*Work task*
The word "effectively" marks the lines you need; copy each of them from the data.

━━━

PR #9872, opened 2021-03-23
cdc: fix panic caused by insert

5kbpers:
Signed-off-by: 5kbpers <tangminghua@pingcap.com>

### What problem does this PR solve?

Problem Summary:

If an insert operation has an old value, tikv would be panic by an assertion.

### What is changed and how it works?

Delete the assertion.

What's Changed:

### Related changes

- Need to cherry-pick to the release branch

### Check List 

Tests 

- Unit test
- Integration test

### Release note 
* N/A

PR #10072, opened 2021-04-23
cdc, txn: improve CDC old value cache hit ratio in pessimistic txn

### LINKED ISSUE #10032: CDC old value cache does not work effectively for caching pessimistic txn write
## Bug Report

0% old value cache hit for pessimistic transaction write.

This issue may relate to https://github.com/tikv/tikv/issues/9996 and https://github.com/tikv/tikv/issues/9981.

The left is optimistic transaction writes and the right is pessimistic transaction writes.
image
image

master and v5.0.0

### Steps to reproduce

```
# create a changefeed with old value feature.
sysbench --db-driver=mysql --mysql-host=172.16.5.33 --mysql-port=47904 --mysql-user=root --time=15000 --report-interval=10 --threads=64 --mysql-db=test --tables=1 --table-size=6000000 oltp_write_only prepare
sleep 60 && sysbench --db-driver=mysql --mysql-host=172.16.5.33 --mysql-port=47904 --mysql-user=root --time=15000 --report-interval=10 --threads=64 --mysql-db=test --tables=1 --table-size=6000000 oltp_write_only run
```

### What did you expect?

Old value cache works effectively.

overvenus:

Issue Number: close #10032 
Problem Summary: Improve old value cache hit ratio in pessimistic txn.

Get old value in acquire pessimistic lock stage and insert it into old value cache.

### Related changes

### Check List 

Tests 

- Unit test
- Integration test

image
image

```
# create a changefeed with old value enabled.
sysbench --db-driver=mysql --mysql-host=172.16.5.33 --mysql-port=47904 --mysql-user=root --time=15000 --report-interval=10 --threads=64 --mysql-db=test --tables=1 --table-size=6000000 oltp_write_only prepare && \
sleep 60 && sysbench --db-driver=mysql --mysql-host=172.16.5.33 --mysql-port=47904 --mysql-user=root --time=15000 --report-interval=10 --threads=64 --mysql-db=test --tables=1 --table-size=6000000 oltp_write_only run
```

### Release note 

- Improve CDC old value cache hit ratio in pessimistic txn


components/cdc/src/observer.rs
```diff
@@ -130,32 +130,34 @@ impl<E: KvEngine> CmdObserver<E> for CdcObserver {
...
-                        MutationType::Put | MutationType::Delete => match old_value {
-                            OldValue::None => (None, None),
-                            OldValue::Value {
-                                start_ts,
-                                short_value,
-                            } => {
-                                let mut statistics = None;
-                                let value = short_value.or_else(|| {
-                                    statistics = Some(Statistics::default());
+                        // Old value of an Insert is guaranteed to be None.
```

━━━

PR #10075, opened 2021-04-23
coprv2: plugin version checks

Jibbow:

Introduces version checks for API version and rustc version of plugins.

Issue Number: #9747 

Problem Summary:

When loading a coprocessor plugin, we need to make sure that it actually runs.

━━━

*Answer for the task*
### LINKED ISSUE #10032: CDC old value cache does not work effectively for caching pessimistic txn write
Old value cache works effectively.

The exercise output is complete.